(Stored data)

____

PR #4709, opened 2024-02-24
Refactor locking into repository package

MichaelEischer:
The code to lock a repository was living in `cmd/restic`. However, the allowed read or write access to a repository depends on the type of lock held by the current process. Therefore, locking must be centrally managed by the repository to guarantee integrity of the repository.

The PR replaces the lockRepo and lockRepoExclusive functions with `openWithReadLock`, `openWithAppendLock` and `openWithExclusiveLock`. The code paths for `openWithReadLock` and `openWithAppendLock` are nearly identical, but the difference is in semantics: a read lock can be disabled by specifying `--no-lock`, whereas for a write lock the relevant question is whether the command is run in `--dry-run` mode or not.

The unified lock handling leads to a few minor cosmetic changes and three actual changes in behavior:
- `tag` no longer accepts the `--no-lock` flag. As it replaces files in the repository, this always requires an exclusive lock.
- `debug examine` now returns an error if both `--extract-pack` and  `--no-lock` are given.
- `ls` erroneously did not lock the repository. The old behavior is now available using `ls --no-lock`.

The remaining changes are a mix of fewer global variables and test cleanups to correctly lock the repository. The latter are the result of an experiment to actually enforce the access requested together with the lock (i.e., a read lock blocks all modifications). However, that code is still too horrible to show anyone ^^ .

TODOs

- [ ] Cleanup `repository.Lock` function interface

Part of the roadmap for restic 0.17

Checklist
---------

### DIFF
--- a/changelog/unreleased/pull-4709
+++ b/changelog/unreleased/pull-4709
@@ -1,0 +1,10 @@
+Bugfix: Correct `--no-lock` handling of `ls` and `tag` command
+
+The `ls` command never locked the repository. This has been fixed. The old
+behavior is still supported using `ls --no-lock`. The latter invocation also
+works with older restic versions.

____

Assignment:
Pick out every line above that holds the word "latter" and copy it.

Expected answer:
The remaining changes are a mix of fewer global variables and test cleanups to correctly lock the repository. The latter are the result of an experiment to actually enforce the access requested together with the lock (i.e., a read lock blocks all modifications). However, that code is still too horrible to show anyone ^^ .
+behavior is still supported using `ls --no-lock`. The latter invocation also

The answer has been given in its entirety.